McKenna M J, DiStefano V
J Pharmacol Exp Ther. 1977 Aug;202(2):245-52.
The pharmacokinetics of inhaled carbon disulfide (CS2) vapor was evaluated in rats. Estimates of free CS2 and its nonvolatile, acid-labile metabolites (AL CS2) were made in a variety of rat tissues after an 8-hour inhalation exposure to CS2 vapor (2 mg/l of air).
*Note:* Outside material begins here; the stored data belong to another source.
PR #1552, opened 2022-09-21
Bugfix when tree zooms back too far

### LINKED ISSUE #1529: BUG: `-` lens sometimes zooms out 2 steps rather than 1
### Current Behavior
When clicking the `-` lens, in some cases, Auspice zooms out more than one step

### Expected behavior
Auspice zooms out one internal node at a time

### How to reproduce
1. Open https://nextstrain.org/monkeypox/hmpxv1?c=recency&label=clade:B.1
2. Click on the top branch
3. Click the `-` lens
4. Observe result

The error is reproducible given this tree, I've attached the json here for reproducibility in case we replace the build

Remove the `.txt` ending, it's just present so that I can upload into Github:
[zoomerror.json.txt](https://github.com/nextstrain/auspice/files/8986943/zoomerror.json.txt)

### Your environment: if running Nextstrain locally
 - Operating system:
 - Browser:
 - Version (e.g. `auspice 2.7.0`): 2.37.3

jameshadfield:
Current behavior (from https://github.com/nextstrain/auspice/issues/1529#issuecomment-1253071116):

We want to zoom back to the parent branch, unless that branch is part of some polytomy-like structure, in which case we want to keep walking up the tree until we're beyond the polytomy. Determining whether a branch length is so small it's in a polytomy is the root of the problem here. We use a heuristic which takes the length of the branch from the root node to the rightmost node in the current view (in the example here when zoomed into B.1.1 this is 563, but the actual numerical value can differ by many orders of magnitude depending on the dataset and what zoom you're using); if a branch is less than 1/50th of this then we keep walking up the tree. In the example here, the branch for B.1.1 has length 1 and 1<563/50 so we try the next branch, B.1, which is 12 and 12>563/50 so we stop there.

New behavior:

For trees viewed with the divergence metric and with mutations defined, it is sensible (and easy) for the zoom back button ("-" button) to walk up the tree until a branch with mutations is found. This will behave nicely with the common scenario of polytomies encoded by a bifurcating tree (which often happens during coalescent reconstruction in augur refine).

The original heuristic remains for those trees where mutations are not defined on the branches. There are cleverer ways to infer the correct threshold here if we want to, but I don't think it's worth it at the moment.

Closes #1529

### DIFF
--- a/src/components/tree/phyloTree/helpers.js
+++ b/src/components/tree/phyloTree/helpers.js
@@ -1,6 +1,6 @@
 /* eslint-disable no-param-reassign */
 import { max } from "d3-array";
-import {getTraitFromNode, getDivFromNode} from "../../../util/treeMiscHelpers";
+import {getTraitFromNode, getDivFromNode, getBranchMutations} from "../../../util/treeMiscHelpers";
 
 /** get a string to be used as the DOM element ID
  * Note that this cannot have any "special" characters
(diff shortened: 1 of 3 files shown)


src/components/tree/phyloTree/helpers.js
```diff
@@ -128,9 +128,18 @@ function isWithinBranchTolerance(node, otherNode, distanceMeasure) {
     const tolerance = (node.shell.that.dateRange[1]-node.shell.that.dateRange[0])/50;
     return (getTraitFromNode(node, "num_date") - tolerance < getTraitFromNode(otherNode, "num_date"));
   }
-  /* Compute the divergence tolerance similarly to above. This uses the approach used to compute the
-  x-axis grid within phyotree, and could be refactored into a helper function. Note that we don't store
-  the maximum divergence on the tree so we use the in-view max instead */
+
+  /* divergence tree metric -- if there are any actual mutations
+  (i.e. not deletions / undeletions / gaps) then we are outside the tolerance */
+  const categorisedMutations = getBranchMutations(node, {}); // 2nd param of `{}` means we skip homoplasy detection
```
joverlee521, line 134: > walk up the tree until a branch with mutations is found

Based on this comment, I was expecting to get mutations from `otherNode` here.

jameshadfield: Hmm, could you say more? The mutations on the branch between `otherNode` and `node` are encoded as a branch_attr on `node`

joverlee521: Hmm, maybe I'm not understanding the underlying branch/node structure?

Within `getParentBeyondPolytomy`, the `potentialNode` is the only thing changing in the while loop, so I thought we had to check the branch mutations of the `potentialNode`. 

https://github.com/nextstrain/auspice/blob/07b66e80c61aea344b73f8c9aee12213a54c1a60/src/components/tree/phyloTree/helpers.js#L148-L154

jameshadfield: Huh. Now i'm confused as to how it worked when I tested it. What we want to do is check `node` first, then `node.parent`, then `node.parent.parent`, but it seems we're only ever checking `node`. I'll dive into this now. Thanks for the good 👀 !

jameshadfield: Ahh yeah this is broken in two places :( 

1. I assumed the both `node` and `otherNode` were updated each time through the loop, but they're not!
2. On branches without mutations, my code interpreted these as a tree without mutations and so it fell back to the old heuristic. 

I'll fix things up and re-push

jameshadfield: Fixed! @joverlee521 would you take a look at [2b3086b](https://github.com/nextstrain/auspice/pull/1552/commits/2b3086b8d0057ee897a4724d19efff3904b83cf5)? 🙏

src/components/tree/phyloTree/helpers.js
```diff
@@ -128,32 +128,63 @@ function isWithinBranchTolerance(node, otherNode, distanceMeasure) {
...
   while (isWithinBranchTolerance(node, potentialNode, distanceMeasure)) {
     if (potentialNode === potentialNode.parent) break; // root node of tree
     potentialNode = potentialNode.parent;
   }
   return potentialNode;
 };
 
+function areNucleotideMutationsPresent(observedMutations) {
+  const mutList = Object.keys(observedMutations);
+  for (let idx=mutList.length-1; idx>=0; idx--) { // start at end, as nucs come last in the key-insertion order
```
joverlee521, line 180: Can you point to where the key-insertion order can be found? (I'm still trying to piece everything together 😅 )

From what I can find, it looks like the order is dependent on keys in `n.branch_attrs.mutations`

https://github.com/nextstrain/auspice/blob/07b66e80c61aea344b73f8c9aee12213a54c1a60/src/util/treeJsonProcessing.js#L145-L156

Which I think is based on the order of insertion [within `augur export`](https://github.com/nextstrain/augur/blob/e1e8bb155c25a2901bcd41423b0f67d14386b6b3/augur/export_v2.py#L700-L707)? 
(boo, cross-repo code snippets don't work)
```python
    def _transfer_mutations(node, raw_data):
        if "aa_muts" in raw_data or "muts" in raw_data:
            node["branch_attrs"]["mutations"] = {}
            if "muts" in raw_data and len(raw_data["muts"]):
                node["branch_attrs"]["mutations"]["nuc"] = raw_data["muts"]
            if "aa_muts" in raw_data:
                aa = {gene:data for gene, data in raw_data["aa_muts"].items() if len(data)}
                node["branch_attrs"]["mutations"].update(aa)
```

joverlee521 (approved):
Changes look good to me, thanks for fixing it up!
I just left a question for my own understanding 🙏

src/components/tree/phyloTree/helpers.js
jameshadfield: I don't actually know - but I would presume you're right here. This means it's related to https://github.com/nextstrain/augur/issues/1052, which if we move to OrderedDict will make "nuc" come first for GenBank files (created by `load_features`, since "source" comes before CDSs in genbank files) and last for VCF files (as the translate code adds them explicitly). (That's from reading the code, I haven't double checked everything.)

In testing for this PR the "nuc" block consistently came last. In terms of code performance it's not overly important, but it seemed sensible to iterate this way. I'll make a note on the augur issue to revisit this auspice code in the future.

jameshadfield: A further note: it would be more efficient to calculate and store a "areNucleotideMutationsPresent" flag in a redux store rather than re-calculating it each time one presses the "goBack" button. I decided that the slight performance hit (not noticeable in my testing) was preferable to the overhead of this state & keeping it in sync as trees change etc.

corneliusroemer:
How can I test this on a dataset where I've encountered this bug? None of them are included as test datasets. Can I drag and drop? Would be nice if test builds were like auspice.us :)

Or is it easy to push so that any test dataset appears there? What's the bucket?

jameshadfield:
> How can I test this on a dataset where I've encountered this bug? 

This prompted #1558 - apologies that testing wasn't easier here. I'm going to merge & release now as I've just re-tested things.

At the end of the exposure, all tissues examined contained appreciable amounts of the native solvent and AL CS2. Elimination of CS2 from the rat during the postexposure period was rapid and occurred primarily via the lungs. Excretion of AL CL2 occurred primarily via the kidneys and was prolonged with respect to that of free CS2. Accumulation of these metabolites upon repeated exposures and their presence in all tissues examined suggest that they may play a role in the toxicity of CS2.
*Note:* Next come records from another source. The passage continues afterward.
PR #1554, opened 2022-09-21
toggle to show all branch labels

jameshadfield:
We implement a heuristic to only show certain branch labels, which changes as you zoom the tree. This works well in most situations (indeed, showing all labels is the wrong choice in most situations!) however it's really useful to have the option to show them all. I commonly want this when using nextclade's nCoV reference tree where I want to see every clade.


emmahodcroft:
This would also be useful on things like the MPX build where one wants to just look at all the lineages when zoomed in, even if small. 

I didn't read through all the source code - is there a chance this can be toggled by auspice config? For some builds it may be nice to have this always-on (thinking of D68 here, as always).

jameshadfield:
> I didn't read through all the source code - is there a chance this can be toggled by auspice config? For some builds it may be nice to have this always-on (thinking of D68 here, as always).

Good point. It's not possible via this PR, but it would be nice to have in the future (as well as URL-configurable).

In general I think a good development path is to do things in 2 steps:
(1) Add the feature (e.g. this PR)
(2) If it's working well then make it URL-settable + dataset JSON settable.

在大鼠中评估了吸入二硫化碳(CS2)蒸气的药代动力学。在大鼠吸入CS2蒸气(2毫克/升空气)8小时后,对多种大鼠组织中的游离CS2及其非挥发性、酸不稳定代谢物(AL CS2)进行了估算。暴露结束时,所有检测的组织都含有相当数量的天然溶剂和AL CS2。在暴露后的时期,CS2从大鼠体内的消除很快,主要通过肺部进行。AL CL2的排泄主要通过肾脏,并且相对于游离CS2的排泄有所延长。这些代谢物在重复暴露时的积累以及它们在所检测的所有组织中的存在表明,它们可能在CS2的毒性中起作用。